[Opening Material supplied section]

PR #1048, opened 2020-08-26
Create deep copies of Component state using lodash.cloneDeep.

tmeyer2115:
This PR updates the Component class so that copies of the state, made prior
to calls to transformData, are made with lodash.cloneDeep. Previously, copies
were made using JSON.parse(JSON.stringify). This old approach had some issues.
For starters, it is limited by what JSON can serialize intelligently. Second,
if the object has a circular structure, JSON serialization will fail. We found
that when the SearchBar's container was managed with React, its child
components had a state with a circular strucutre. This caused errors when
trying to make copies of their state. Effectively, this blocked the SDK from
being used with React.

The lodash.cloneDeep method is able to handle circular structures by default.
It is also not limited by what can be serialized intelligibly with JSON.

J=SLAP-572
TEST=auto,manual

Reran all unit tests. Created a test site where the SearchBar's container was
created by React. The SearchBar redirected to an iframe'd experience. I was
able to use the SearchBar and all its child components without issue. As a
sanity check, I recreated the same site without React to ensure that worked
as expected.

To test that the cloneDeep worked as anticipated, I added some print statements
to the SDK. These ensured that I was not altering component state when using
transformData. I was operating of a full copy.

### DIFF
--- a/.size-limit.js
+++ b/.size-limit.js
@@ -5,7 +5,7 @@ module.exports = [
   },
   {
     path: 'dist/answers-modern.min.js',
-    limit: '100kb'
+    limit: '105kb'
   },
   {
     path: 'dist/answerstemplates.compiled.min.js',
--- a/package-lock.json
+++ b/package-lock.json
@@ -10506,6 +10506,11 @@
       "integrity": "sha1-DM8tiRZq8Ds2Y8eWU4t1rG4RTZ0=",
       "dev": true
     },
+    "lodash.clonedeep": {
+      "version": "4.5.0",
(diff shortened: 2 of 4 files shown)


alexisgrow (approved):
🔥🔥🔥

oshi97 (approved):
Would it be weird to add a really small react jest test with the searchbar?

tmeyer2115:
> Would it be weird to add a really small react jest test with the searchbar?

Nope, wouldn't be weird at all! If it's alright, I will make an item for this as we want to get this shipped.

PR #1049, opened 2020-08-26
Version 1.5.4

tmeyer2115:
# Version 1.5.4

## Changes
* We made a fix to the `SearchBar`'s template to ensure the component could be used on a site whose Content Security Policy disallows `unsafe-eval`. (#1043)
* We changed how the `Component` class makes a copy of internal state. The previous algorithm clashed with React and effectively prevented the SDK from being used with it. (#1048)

[Closing Material supplied section]
[Opening Material supplied section]

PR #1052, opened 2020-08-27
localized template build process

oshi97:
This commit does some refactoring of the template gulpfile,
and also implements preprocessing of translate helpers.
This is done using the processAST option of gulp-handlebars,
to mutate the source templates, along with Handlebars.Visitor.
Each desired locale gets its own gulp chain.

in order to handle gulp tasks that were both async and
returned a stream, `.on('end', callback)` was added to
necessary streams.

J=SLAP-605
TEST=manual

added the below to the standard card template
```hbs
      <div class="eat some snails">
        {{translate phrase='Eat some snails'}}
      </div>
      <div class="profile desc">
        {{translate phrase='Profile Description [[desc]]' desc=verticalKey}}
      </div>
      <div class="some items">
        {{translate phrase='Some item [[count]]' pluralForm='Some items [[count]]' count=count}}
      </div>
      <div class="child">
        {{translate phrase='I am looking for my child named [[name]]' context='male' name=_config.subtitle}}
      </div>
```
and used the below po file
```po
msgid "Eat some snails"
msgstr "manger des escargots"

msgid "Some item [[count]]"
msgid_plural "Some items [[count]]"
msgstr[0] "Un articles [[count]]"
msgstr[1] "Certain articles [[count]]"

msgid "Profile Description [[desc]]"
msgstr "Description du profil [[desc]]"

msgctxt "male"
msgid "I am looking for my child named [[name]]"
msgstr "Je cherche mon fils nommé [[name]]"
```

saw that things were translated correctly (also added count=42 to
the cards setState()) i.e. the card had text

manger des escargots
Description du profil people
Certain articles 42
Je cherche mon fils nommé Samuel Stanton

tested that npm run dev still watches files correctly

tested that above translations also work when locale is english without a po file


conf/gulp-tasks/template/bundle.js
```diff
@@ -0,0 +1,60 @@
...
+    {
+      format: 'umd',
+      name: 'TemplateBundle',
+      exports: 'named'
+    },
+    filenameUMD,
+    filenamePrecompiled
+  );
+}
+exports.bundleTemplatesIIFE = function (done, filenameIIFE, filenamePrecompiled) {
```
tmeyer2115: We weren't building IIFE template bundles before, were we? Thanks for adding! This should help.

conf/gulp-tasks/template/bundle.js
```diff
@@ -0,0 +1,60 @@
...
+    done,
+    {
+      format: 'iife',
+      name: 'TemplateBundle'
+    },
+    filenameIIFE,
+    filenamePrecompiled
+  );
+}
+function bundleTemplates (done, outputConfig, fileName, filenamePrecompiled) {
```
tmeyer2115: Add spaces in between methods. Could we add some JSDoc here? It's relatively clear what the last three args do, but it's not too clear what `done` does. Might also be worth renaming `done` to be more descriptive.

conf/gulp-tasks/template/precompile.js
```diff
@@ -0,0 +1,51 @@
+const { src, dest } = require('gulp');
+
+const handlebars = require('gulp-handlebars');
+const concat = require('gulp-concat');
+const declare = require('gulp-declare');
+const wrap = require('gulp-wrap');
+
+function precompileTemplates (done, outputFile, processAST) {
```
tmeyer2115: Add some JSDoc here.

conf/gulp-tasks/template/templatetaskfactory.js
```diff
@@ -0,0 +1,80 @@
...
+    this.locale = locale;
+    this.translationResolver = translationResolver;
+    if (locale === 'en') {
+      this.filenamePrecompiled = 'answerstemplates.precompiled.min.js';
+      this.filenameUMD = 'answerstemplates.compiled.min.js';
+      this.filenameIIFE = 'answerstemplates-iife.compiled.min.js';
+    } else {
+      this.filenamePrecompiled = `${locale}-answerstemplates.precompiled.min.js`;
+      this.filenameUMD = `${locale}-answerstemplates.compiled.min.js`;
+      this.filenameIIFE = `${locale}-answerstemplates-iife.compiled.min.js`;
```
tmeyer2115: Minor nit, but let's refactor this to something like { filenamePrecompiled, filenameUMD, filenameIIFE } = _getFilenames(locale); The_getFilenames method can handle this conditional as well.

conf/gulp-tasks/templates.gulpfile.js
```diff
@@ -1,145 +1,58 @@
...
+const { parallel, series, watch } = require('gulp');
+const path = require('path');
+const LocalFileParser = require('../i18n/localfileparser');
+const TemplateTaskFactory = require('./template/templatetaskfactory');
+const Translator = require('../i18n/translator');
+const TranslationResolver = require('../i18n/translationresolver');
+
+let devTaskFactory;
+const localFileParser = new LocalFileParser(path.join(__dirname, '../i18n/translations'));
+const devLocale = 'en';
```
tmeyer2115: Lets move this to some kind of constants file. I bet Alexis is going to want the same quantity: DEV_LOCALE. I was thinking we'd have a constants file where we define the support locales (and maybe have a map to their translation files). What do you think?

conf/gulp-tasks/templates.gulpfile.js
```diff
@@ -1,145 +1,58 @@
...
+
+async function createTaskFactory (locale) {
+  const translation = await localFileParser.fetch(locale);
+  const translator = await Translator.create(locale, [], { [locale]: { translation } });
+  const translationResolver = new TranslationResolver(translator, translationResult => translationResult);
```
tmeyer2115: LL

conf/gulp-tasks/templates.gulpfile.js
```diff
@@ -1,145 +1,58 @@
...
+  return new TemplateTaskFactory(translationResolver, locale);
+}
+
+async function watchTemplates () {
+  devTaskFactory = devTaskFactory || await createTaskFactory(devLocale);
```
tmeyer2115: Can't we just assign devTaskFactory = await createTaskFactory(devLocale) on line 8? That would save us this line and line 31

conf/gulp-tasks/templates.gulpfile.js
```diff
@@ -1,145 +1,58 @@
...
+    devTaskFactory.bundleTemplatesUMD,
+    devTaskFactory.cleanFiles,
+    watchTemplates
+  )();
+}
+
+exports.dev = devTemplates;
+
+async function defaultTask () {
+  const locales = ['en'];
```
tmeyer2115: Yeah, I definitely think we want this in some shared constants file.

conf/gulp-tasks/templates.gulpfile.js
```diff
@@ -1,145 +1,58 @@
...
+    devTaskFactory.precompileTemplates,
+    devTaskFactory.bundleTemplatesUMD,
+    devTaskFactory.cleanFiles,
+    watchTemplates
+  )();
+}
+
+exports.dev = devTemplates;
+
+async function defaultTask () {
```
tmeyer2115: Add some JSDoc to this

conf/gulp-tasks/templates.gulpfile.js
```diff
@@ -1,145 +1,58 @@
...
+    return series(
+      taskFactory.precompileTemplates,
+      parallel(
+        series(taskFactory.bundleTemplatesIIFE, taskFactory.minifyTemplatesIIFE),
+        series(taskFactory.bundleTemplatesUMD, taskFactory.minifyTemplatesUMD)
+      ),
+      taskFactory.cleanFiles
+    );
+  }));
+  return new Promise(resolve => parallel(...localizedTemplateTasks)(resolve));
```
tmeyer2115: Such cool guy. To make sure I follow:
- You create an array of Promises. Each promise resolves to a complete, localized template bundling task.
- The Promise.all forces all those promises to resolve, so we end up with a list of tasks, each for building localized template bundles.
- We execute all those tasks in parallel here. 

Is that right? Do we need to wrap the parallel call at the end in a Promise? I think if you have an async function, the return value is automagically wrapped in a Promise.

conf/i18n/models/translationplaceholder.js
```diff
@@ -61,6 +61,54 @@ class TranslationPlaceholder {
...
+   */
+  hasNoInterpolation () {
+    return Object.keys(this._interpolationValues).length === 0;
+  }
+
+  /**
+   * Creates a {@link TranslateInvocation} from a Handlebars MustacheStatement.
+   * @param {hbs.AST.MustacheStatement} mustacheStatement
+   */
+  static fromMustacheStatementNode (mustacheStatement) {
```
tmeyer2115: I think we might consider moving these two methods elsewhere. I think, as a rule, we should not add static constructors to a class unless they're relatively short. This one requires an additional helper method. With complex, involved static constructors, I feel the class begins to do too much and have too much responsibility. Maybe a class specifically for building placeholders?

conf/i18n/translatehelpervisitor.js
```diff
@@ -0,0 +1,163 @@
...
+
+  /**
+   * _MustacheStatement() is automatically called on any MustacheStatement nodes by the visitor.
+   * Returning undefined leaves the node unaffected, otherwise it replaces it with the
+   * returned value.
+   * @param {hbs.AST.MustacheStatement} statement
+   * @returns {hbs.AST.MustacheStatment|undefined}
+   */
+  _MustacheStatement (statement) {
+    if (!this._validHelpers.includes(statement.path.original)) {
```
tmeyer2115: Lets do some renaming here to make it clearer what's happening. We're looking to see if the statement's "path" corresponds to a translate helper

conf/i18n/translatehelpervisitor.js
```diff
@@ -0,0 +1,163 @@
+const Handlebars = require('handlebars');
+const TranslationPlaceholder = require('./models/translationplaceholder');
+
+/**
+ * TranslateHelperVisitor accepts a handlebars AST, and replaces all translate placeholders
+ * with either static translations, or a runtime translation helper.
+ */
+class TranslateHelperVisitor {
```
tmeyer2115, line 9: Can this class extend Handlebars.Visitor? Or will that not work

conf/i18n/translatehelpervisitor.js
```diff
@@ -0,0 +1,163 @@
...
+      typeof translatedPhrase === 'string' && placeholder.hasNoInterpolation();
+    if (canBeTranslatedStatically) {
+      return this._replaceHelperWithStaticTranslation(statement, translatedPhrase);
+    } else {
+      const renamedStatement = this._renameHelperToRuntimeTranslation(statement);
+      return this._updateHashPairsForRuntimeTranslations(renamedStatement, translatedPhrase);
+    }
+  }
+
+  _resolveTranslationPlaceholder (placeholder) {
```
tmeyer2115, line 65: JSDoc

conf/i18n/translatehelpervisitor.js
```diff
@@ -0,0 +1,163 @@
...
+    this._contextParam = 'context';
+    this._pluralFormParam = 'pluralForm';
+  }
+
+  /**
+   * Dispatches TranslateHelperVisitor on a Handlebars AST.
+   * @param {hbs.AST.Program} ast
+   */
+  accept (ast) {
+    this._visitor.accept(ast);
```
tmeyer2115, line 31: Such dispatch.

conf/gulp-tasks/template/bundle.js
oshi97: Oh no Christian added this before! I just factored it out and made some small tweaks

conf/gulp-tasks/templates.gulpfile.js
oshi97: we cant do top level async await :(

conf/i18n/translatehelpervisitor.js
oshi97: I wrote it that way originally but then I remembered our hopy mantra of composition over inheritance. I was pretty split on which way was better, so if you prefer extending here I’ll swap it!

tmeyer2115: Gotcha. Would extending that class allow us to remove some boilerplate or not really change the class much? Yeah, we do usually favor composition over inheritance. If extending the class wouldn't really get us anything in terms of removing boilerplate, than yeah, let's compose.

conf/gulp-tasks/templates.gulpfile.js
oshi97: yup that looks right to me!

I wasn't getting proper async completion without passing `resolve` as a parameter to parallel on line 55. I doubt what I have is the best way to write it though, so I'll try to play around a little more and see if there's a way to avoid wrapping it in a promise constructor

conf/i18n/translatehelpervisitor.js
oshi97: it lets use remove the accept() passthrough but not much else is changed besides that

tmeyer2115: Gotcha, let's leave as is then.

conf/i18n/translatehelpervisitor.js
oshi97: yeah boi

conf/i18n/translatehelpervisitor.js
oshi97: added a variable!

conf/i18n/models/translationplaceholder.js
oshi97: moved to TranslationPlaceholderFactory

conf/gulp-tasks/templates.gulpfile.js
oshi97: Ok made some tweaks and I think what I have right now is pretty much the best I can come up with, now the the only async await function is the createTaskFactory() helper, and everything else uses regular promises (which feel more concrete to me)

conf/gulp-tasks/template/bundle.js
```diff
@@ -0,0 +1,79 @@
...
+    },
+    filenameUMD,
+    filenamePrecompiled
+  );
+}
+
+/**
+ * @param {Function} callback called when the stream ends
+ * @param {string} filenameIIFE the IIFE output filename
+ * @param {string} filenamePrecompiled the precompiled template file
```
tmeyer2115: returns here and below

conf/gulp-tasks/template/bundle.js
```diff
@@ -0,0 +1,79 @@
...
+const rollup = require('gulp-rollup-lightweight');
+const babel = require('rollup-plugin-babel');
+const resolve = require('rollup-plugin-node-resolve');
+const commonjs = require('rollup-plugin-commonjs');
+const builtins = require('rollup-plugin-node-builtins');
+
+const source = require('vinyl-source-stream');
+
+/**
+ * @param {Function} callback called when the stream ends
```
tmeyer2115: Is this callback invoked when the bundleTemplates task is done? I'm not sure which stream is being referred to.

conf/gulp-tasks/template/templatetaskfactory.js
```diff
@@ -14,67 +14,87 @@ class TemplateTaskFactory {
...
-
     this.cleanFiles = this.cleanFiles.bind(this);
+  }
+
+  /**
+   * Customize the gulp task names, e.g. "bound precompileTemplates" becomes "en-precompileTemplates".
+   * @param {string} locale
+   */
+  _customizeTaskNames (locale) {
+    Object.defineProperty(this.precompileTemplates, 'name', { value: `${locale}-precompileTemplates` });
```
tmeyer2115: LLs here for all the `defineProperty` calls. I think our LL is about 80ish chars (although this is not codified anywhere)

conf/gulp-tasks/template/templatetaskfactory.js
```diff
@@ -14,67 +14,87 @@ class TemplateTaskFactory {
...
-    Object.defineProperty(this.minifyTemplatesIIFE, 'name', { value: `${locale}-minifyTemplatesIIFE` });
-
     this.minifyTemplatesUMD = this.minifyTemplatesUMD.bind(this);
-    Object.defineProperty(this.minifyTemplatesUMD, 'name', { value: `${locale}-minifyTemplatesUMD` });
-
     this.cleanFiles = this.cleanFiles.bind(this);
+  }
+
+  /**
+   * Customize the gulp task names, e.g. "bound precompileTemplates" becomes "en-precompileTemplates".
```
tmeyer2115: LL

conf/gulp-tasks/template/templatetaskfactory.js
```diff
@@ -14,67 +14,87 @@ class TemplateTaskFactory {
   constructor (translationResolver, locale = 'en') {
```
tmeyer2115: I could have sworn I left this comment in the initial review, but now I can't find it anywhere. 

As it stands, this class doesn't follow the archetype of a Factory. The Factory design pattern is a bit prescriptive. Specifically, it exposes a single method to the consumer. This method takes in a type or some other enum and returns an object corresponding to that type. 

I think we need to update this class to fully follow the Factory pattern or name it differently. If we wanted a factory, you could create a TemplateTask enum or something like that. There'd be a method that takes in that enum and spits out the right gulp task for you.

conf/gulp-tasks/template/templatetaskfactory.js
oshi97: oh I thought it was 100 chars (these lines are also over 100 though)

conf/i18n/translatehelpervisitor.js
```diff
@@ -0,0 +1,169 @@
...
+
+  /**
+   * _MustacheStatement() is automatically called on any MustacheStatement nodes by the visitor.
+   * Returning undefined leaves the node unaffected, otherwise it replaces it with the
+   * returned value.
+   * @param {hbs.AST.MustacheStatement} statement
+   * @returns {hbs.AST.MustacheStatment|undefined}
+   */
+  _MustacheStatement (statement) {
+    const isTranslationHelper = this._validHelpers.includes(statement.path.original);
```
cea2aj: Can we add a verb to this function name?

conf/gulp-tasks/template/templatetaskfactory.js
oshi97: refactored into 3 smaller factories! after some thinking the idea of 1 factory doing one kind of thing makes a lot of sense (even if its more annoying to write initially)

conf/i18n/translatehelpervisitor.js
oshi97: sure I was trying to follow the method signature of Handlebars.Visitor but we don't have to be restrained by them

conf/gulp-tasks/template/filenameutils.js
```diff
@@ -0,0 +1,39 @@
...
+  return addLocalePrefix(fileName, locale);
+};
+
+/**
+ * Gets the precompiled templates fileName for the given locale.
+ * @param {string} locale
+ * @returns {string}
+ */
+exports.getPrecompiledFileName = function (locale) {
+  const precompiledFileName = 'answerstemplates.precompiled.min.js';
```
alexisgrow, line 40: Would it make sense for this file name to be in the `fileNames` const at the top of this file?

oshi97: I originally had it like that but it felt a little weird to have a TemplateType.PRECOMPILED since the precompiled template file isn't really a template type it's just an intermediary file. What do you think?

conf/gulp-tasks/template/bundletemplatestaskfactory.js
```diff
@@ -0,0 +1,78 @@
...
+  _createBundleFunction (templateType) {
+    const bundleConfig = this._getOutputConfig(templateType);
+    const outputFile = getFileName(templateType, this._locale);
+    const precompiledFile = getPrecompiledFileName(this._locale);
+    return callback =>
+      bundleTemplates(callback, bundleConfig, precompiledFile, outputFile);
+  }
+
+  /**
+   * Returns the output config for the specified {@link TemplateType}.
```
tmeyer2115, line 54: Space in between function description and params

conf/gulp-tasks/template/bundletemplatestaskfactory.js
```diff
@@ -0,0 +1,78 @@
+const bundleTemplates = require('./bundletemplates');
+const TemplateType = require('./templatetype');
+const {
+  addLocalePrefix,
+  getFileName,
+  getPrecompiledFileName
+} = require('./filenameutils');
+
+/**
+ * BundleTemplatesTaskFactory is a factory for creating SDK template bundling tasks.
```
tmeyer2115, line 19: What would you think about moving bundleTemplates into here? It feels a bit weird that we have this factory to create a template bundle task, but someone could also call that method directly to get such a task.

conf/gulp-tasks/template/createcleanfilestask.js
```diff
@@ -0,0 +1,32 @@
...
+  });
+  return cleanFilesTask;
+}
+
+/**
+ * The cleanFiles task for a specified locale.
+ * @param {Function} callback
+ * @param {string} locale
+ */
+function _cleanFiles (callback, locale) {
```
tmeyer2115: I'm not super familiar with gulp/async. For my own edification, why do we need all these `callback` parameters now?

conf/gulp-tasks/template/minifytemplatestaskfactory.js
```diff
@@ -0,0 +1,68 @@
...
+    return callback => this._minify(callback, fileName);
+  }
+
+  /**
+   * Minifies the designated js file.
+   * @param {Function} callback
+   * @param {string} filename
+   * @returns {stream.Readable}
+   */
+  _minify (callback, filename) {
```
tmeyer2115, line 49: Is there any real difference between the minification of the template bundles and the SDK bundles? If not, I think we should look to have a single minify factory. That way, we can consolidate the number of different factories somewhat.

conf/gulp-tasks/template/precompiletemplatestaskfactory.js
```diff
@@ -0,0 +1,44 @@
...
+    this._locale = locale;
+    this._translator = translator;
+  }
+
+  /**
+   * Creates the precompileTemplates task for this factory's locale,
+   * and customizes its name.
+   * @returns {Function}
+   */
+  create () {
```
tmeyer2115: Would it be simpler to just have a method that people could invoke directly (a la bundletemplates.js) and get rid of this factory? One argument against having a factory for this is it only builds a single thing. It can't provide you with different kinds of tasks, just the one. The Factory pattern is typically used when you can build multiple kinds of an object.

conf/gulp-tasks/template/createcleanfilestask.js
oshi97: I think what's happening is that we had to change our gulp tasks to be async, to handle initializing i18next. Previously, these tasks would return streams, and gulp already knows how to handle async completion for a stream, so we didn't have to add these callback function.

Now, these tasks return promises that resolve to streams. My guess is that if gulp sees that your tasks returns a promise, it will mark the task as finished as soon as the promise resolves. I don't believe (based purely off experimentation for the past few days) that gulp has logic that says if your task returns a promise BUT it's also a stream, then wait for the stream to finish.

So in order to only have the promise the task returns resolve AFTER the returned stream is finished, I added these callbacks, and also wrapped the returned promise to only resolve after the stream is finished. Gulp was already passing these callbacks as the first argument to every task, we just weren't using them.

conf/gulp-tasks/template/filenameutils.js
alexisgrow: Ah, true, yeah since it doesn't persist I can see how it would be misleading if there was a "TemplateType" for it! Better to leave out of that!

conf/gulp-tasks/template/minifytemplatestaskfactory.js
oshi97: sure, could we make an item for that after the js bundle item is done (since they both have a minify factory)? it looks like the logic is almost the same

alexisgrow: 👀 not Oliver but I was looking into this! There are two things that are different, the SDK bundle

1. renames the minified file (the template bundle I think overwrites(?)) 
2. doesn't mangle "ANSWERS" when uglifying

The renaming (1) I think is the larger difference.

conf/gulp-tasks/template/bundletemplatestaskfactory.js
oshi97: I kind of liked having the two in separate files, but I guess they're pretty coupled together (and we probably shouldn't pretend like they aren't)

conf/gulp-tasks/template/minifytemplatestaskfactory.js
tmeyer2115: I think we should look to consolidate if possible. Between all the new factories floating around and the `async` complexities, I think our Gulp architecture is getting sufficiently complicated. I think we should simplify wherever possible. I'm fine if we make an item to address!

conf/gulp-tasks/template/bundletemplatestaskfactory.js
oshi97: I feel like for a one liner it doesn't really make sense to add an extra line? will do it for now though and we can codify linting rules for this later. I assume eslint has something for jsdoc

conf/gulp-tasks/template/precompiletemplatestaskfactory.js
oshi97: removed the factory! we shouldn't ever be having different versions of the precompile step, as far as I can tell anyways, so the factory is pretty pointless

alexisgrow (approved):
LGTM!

[Closing Material supplied section]

**Exercise description**. Wherever a line in the data above holds the word "package", copy that line.

**Response to the exercise**.
--- a/package-lock.json
+++ b/package-lock.json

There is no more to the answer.